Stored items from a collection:
* * *

PR #17392, opened 2019-02-06
 Update Microsoft.xml 

cschanaj:


zoracon:
Was about to run the merge but looks like there are fetch issues with `http://assets.microsoft.com/`

PR #17395, opened 2019-02-06
Run duplicate-whitelist-cleanup.sh

pipboy96:


Bisaloo:
Thank you for your contribution but this is run as part of the release process.

PR #17401, opened 2019-02-07
Update Aftenposten.xml

pipboy96:
There are hundreds of subdomains, I'm not going to go through each of them.


src/chrome/content/rules/Aftenposten.xml
```diff
@@ -1,123 +1,27 @@
...
+	<target host="onlinesos.aftenposten.no" />
+	<target host="oslopuls.aftenposten.no" />
+	<target host="reise.aftenposten.no" />
+	<target host="rubrikkcache.aftenposten.no" />
+	<target host="sport.aftenposten.no" />
+
+	<securecookie host=".+" name=".+" />
+
+	<rule from="^http://sport\.aftenposten\.no/.*" to="https://www.aftenposten.no/100Sport/" />
+	<test url="http://sport.aftenposten.no/index.html" />
```
J0WI: I think this rule does not work as you expect. Please also add a comment for the mismatch on `sport.aftenposten.no`.

pipboy96: @J0WI It's supposed to remove the path part of the URL.

pipboy96: @J0WI Done.

J0WI: `.*` is not necessary, the regex will match anyway.

pipboy96: @J0WI It would result in path not being removed, e.g. `https://www.aftenposten.no/100Sport/yhojszma7r6v2esfjk4ri5xo7q`

PR #17405, opened 2019-02-07
Remove wildcard targets from HypeMachine.xml

cschanaj:


cschanaj:
@J0WI Travis passed. thanks!!

J0WI:
I suspected that `x.hypem.com` is already covered by Bitly, but for some reason it didn't show up when I searched for it...
Could you revert this please, because the list was updated by Bitly itself in the past.

cschanaj:
@J0WI sorry for the delay. I have force-pushed a new commit accordingly. thanks.

J0WI:
LGTM, thanks!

* * *

* _GOAL OF THE EXERCISE_: Each record must be printed again, word for word, with nothing dropped.

* _RESPONSE FOR THIS EXERCISE_:
PR #17392, opened 2019-02-06
 Update Microsoft.xml 

cschanaj:


zoracon:
Was about to run the merge but looks like there are fetch issues with `http://assets.microsoft.com/`

PR #17395, opened 2019-02-06
Run duplicate-whitelist-cleanup.sh

pipboy96:


Bisaloo:
Thank you for your contribution but this is run as part of the release process.

PR #17401, opened 2019-02-07
Update Aftenposten.xml

pipboy96:
There are hundreds of subdomains, I'm not going to go through each of them.


src/chrome/content/rules/Aftenposten.xml
```diff
@@ -1,123 +1,27 @@
...
+	<target host="onlinesos.aftenposten.no" />
+	<target host="oslopuls.aftenposten.no" />
+	<target host="reise.aftenposten.no" />
+	<target host="rubrikkcache.aftenposten.no" />
+	<target host="sport.aftenposten.no" />
+
+	<securecookie host=".+" name=".+" />
+
+	<rule from="^http://sport\.aftenposten\.no/.*" to="https://www.aftenposten.no/100Sport/" />
+	<test url="http://sport.aftenposten.no/index.html" />
```
J0WI: I think this rule does not work as you expect. Please also add a comment for the mismatch on `sport.aftenposten.no`.

pipboy96: @J0WI It's supposed to remove the path part of the URL.

pipboy96: @J0WI Done.

J0WI: `.*` is not necessary, the regex will match anyway.

pipboy96: @J0WI It would result in path not being removed, e.g. `https://www.aftenposten.no/100Sport/yhojszma7r6v2esfjk4ri5xo7q`

PR #17405, opened 2019-02-07
Remove wildcard targets from HypeMachine.xml

cschanaj:


cschanaj:
@J0WI Travis passed. thanks!!

J0WI:
I suspected that `x.hypem.com` is already covered by Bitly, but for some reason it didn't show up when I searched for it...
Could you revert this please, because the list was updated by Bitly itself in the past.

cschanaj:
@J0WI sorry for the delay. I have force-pushed a new commit accordingly. thanks.

J0WI:
LGTM, thanks!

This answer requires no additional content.